Cluster Algebras and Mirror Symmetry for Homogeneous Spaces

Abstract

Homogeneous spaces lie at the intersection of various fields of study, and as a result possess an incredibly rich structure. This thesis focuses in particular on the interactions between cluster algebras and mirror symmetry in the context of homogeneous spaces.

Rietsch’s construction of Landau-Ginzburg (LG) models for homogeneous spaces motivated studies of various mirror symmetry statements for homogeneous spaces, such as Grassmannians Gr(k,n) which are homogeneous spaces for the special linear group SL(n) . In nearly all of these studies, the authors preferred to work with an equivalent LG model presented in terms of coordinates rather than with Rietsch’s original Lie-theoretic formulation. However, coordinate formulations of Rietsch’s LG models were only available for certain special cases, and were difficult to generalize. In joint work with Peter Spacek, which forms the first part of this thesis, we give a coordinate presentation of Rietsch’s LG models for the Cayley plane and Freudenthal variety, which are homogeneous spaces for the exceptional Lie groups of types E6 and E7, respectively. Furthermore, we are currently working to extend our methods to the more general family of cominuscule homogeneous spaces, and present preliminary results in this direction in this thesis.

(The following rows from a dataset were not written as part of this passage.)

PR #849, opened 2019-05-13
Add Comment in allocate

thandayuthapani:
In allocate, other tasks should be considered for scheduling, even if previous task fails predicates.

### DIFF
--- a/pkg/scheduler/actions/allocate/allocate.go
+++ b/pkg/scheduler/actions/allocate/allocate.go
@@ -142,6 +142,8 @@ func (alloc *allocateAction) Execute(ssn *framework.Session) {
 
 			predicateNodes := util.PredicateNodes(task, allNodes, predicateFn)
 			if len(predicateNodes) == 0 {
+				// Further Tasks should be checked because tasks are ordered in priority, so it affects taskPriority within Job,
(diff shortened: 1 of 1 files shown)


hex108:
/lgtm

But It might affect schedule performance.

k82cn:
That'll break "task priority within job" feature :)

hex108:
> That'll break "task priority within job" feature :)

Yes, I forgot it again!!! I once had a similar PR: https://github.com/kubernetes-sigs/kube-batch/pull/646

k82cn:
> That'll break "task priority within job" feature :)
>> Yes, I forgot it again!!! I once had a similar PR: #646

:) , @thandayuthapani , would you help to add a comment on that? so the coming contributor will not open similar PR for that.

thandayuthapani:
@k82cn @hex108 Can you please review this test case https://github.com/kubernetes-sigs/kube-batch/blob/6adee18ef770f0599912340648ff01001a2f64fc/test/e2e/job.go#L331 
Because of this test case failure only this Fix was raised.  Here master priority task blocks worker priority task for allocation, but min number of tasks to be run is 1, so if worker priority is allocated, that test case passes, else tasks will not be ready at all, but that test case expects tasks to become ready.  If this fix is not necessary, then that test case has to be changed accordingly.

In some works mentioned above, cluster algebras were used to facilitate proofs or explain certain phenomena. These interesting connections between mirror symmetry and cluster algebras for homogeneous spaces are most well-studied for the Grassmannians, for example in the works of Marsh and Rietsch and of Rietsch and Williams. We expect this connection is not specific to Grassmannians, but rather a general feature of homogeneous spaces, and in this direction we present exploratory work for the Lagrangian and orthogonal Grassmannians, which are homogeneous spaces for the symplectic group Sp(2n) and the special orthogonal group SO(2n+1), respectively. We hope to greatly develop this connection further.

There have also been remarkable connections between cluster algebras and integrability in the context of Grassmannians Gr(k,n). The recent works of Kodama and Williams as well as of Abenda and Grinevich study the relationship between soliton solutions to the KP equation and the structure of the (totally nonnegative) Grassmannian. These connections remain somewhat mysterious, and in order to gain further insight into this relationship, we study the problems of identifying commuting differential operators and reconstructing solutions to the KP equation from water waves. Commuting differential operators, particularly in the context of of pseudo-differential operators and the Sato Grassmannian, have deep connections to the KP equation and algebraic curves. Furthermore, Krichever showed how to construct solutions to the KP equation using algebraic curves, and understanding the inverse problem will be helpful in studying the combinatorial structure of solutions to the KP equation.